Racconti di fabbrica - 1°

Day 2,616, 15:39 Published in Italy Italy by Cekista


Con felicità apriamo la rubrica "Racconti di fabbrica", dove pubblicheremo i racconti che la nostra redazione riceverà.

Avanti compagni, il sole rosso del Comunismo ci attende!





La sirena della fabbrica era appena suonata, quando il compagno Sokolov uscì per tornare a casa. Era stanco ma felice: un nuovo giorno donato alla causa socialista. Il vento pungente, carico di umidità, soffiava con forza e pareva che si addentrasse fin sotto la pesante giacca, fin dentro il costato. Il volto nero e le mani sporche di grasso erano avvolti rispettivamente nel bavero del colletto e nelle tasche, mentre con le dita giocava con una piccola moneta di metallo.
"Potrei andare al Comitato di Quartiere a farmi un bicchierino con gli altri compagni, prima di andare a dormire", pensò Sokolov.

Erano passati parecchi anni dalla Rivoluzione. Si trovava bene, nel "nuovo mondo". Aveva la possibilità di fare una cosa che non aveva mai fatto: decidere. Eppure era un semplice operaio, non faceva parte dell'intellighenzia che fino ad alcuni anni prima comandava e sfruttava. Ora decidevano loro, insieme ai compagni del Commissariato del Popolo all'Industria Pesante, quanto, come e cosa produrre: il tutto era per la collettività e non per placare quel misero sentimento animale della sopravvivenza.
Tanti compagni come lui erano contenti del nuovo sistema, erano più tranquilli e rilassati nonostante il duro lavoro fosse tale e quale a prima. Ma lavoravano con un piglio diverso, erano smossi da una volontà dirompente: lavorare ora per non lavorare più come prima. Basta sfruttamento, basta condizioni di vita immiserenti.
Erano contenti, stanchi ma contenti.

Si pativa ancora la fame, non sempre, ma ogni tanto sì. La Guerra Civile aveva distrutto gran parte delle fattorie collettive e delle riserve di grano per colpa di quelli che non avevano il coraggio e la volontà di muoversi verso una società migliore, coloro che hanno difeso a spada tratta i loro privilegi da ricchi possidenti. Almeno una volta all'anno, tra gennaio e febbraio, bisognava ritirare la tessera annonaria per il razionamento, anche se non era così feroce come alcuni anni fa. Ma era necessario: la colpa non era loro, nemmeno dei Commissari del Popolo. La colpa era dei ricchi, degli sfruttatori, della borghesia. Di coloro che si macchiavano del più grave crimine umano, lo sfruttamento dell'uomo sull'uomo.

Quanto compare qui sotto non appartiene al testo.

PR #309, opened 2023-04-06
publicize BuildError type and BuildErrorType enum

xuorig:
Sorry to bug you again @EverlastingBugstopper, this is a follow up to: https://github.com/apollographql/federation-rs/pull/276

Can't currently match on the BuildError type.


EverlastingBugstopper:
@xuorig no worries at all! `harmonizer` was thrown together pretty quickly to enable plugins in `rover` specifically so (as you've figured out) not much thought has been given to actually using `harmonizer` as a proper library. thanks for paving this path for yourself (and those who follow 😄 )

EverlastingBugstopper (approved):

PR #312, opened 2023-04-06
Block `centos@8` update

trevor-scheer:
CentOS 8 is EOL, but CentOS 7 is LTS until June 30, 2024. Closes #297 (which is failing CI due to broken support in v8).


trevor-scheer:
We might just prefer to move away from centos altogether if that's an option.
https://github.com/apollographql/federation-rs/pull/302#issuecomment-1499662016

abernix (approved):

PR #318, opened 2023-04-13
feat: Add `introspection_headers` to subgraph config for Rover feature

dbanty:
Supports https://github.com/apollographql/rover/issues/615

BREAKING CHANGE:  A new field was added to SchemaSource::SubgraphIntrospection which is not `#[non_exhaustive]`

Also added some local unit tests for that enum.


EverlastingBugstopper (approved):
this lgtm. tested that this change is backwards compatible w/older versions of rover 👍🏼

PR #321, opened 2023-04-18
Support stdin for supergraph compose

jsegaran:
We don't want to have to create a file every time a build step is run so instead allow using stdin. This still uses the yaml format so probably not what we want longterm for the build steps but was just testing.

### DIFF
--- a/federation-2/supergraph/src/command/compose.rs
+++ b/federation-2/supergraph/src/command/compose.rs
@@ -1,3 +1,5 @@
+use std::io::Read;
+
 use camino::Utf8PathBuf;
 use structopt::StructOpt;
 
@@ -13,7 +15,7 @@ pub struct Compose {
     ///
     /// NOTE: Each subgraph entry MUST contain raw SDL
     /// as the schema source.
-    config_file: Utf8PathBuf,
+    config_file: Option<Utf8PathBuf>,
 }
 
 impl Compose {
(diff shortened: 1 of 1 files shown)


federation-2/supergraph/src/command/compose.rs
```diff
@@ -13,7 +15,7 @@ pub struct Compose {
     ///
     /// NOTE: Each subgraph entry MUST contain raw SDL
     /// as the schema source.
-    config_file: Utf8PathBuf,
+    config_file: Option<Utf8PathBuf>,
```
EverlastingBugstopper, line 18: i would want to design this to require sending `-` explicitly to specify that input is coming from `stdin`. check out `FileDescriptorType` in rover: https://github.com/apollographql/rover/blob/main/src/utils/parsers.rs#L14

The `FromStr` is what lets you specify either `-` or a file: 

```rust
impl FromStr for FileDescriptorType {
    type Err = io::Error;

    fn from_str(input: &str) -> std::result::Result<Self, Self::Err> {
        if input == "-" {
            Ok(FileDescriptorType::Stdin)
        } else if input.is_empty() {
            Err(io::Error::new(
                io::ErrorKind::InvalidInput,
                anyhow!("The file path you specified is an empty string, which is invalid."),
            ))
        } else {
            let path = Utf8PathBuf::from(input);
            Ok(FileDescriptorType::File(path))
        }
    }
}
```

EverlastingBugstopper, line 18: we could add an `input_type: InputType` argument here that is

```rust
enum InputType {
  Yaml
  Json
}
```
and then have methods on it like

```rust
impl InputType {
  fn read_input_from_file(&self, config_input: &FileDescriptorType) -> Result<SupergraphConfig> {
    let contents = config_input.read_file_descriptor()?;
    match &self {
      Self::Yaml => SupergraphConfig::new_from_yaml_file(&contents),
      Self::Json => SupergraphConfig::new_from_json_file(&contents)
    }
  }
}
```

That `new_from_json_file` is new as well, but would look similar to the existing yaml one, it would just call `serde_json::from_str` instead of `serde_yaml::from_str`

make the default be yaml for compatibility w/old versions of rover

```
impl Default for InputType {
  fn default() -> Self {
    Self::Yaml
  }
}
```

federation-2/supergraph/src/command/compose.rs
```diff
@@ -30,10 +32,41 @@ impl Compose {
...
+                        ConfigError::MissingFile {
+                            file_path: config_path.to_string(),
+                            message: e.to_string(),
+                        }
+                    })?;
+                    Ok(contents)
+                } else {
+                    Err(ConfigError::MissingFile {
+                        file_path: config_path.to_string(),
+                        message: "Unable to find supergraph.yaml file".to_owned(),
```
EverlastingBugstopper, line 59: would want to use the real file name (or say it came from stdin) here instead of `supergraph.yaml`

EverlastingBugstopper (commented):
left a few comments - i think allowing json via stdin is a great addition to this interface and i'd love to get it merged (and maybe using it in newer versions of rover)

PR #323, opened 2023-04-18
chore: use large macos executors

### LINKED ISSUE #306: chore: update circleci runners to large m1
this should significantly improve time to release. we already did this for rover, see the [example PR](https://github.com/apollographql/rover/pull/1557).

EverlastingBugstopper:
fixes #306 - use large macos executors


EverlastingBugstopper:
actually this is a horrible idea because v8 bytecode is not going to compile correctly. changing this to be the large x86 executors. this does mean that building for arm is unblocked now.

Il compagno Sokolov non aveva studiato, la sua famiglia non poteva permetterselo e sotto il vecchio regime se nascevi povero così morivi. Ora era diverso. I bambini andavano a scuola e studiavano fino alla laurea, gratuitamente. L'istruzione era la cosa più importante e lo era anche per lavorare in fabbrica. Per questo motivo era sempre attraversato da un sentimento contrastante, un misto tra felicità per gli altri e un pizzico di invidia.

Mentre pensava a quante cose erano cambiate, si passò una mano sulla bocca per togliere i piccoli pezzi di ghiaccio che si formavano sui baffi bianchi. Girò l'angolo e incrociò la strada con due guardie della Milizia Popolare che chiacchieravano tra loro. Con un gesto naturale, pur non conoscendosi, si salutarono:"Buona sera, compagno!". "Buona sera a voi, compagni miliziani!", gli rispose sorridendo, tirando i muscoli del viso contratti dal freddo.

Camminò ancora, attraversò il ponte sul fiume e sentì che pian piano il vento si calmava: nonostante ciò, il freddo pungente gli infastidiva le labbra, gli occhi, il naso e le gote, che erano rosse come dopo aver bevuto un'intera bottiglia di vodka.

Dopo poco, intravide la luce del locale dove si riuniva il Comitato di Quartiere. Ciò significava molte cose: che era arrivato a casa, che si sarebbe riscaldato vicino alla legna ardente, che avrebbe condiviso un bicchiere con i compagni e avrebbe chiacchierato di qualsiasi cosa, del lavoro, di politica, della guerra.

Era contento e per questo accelerò il passo per arrivare più velocemente.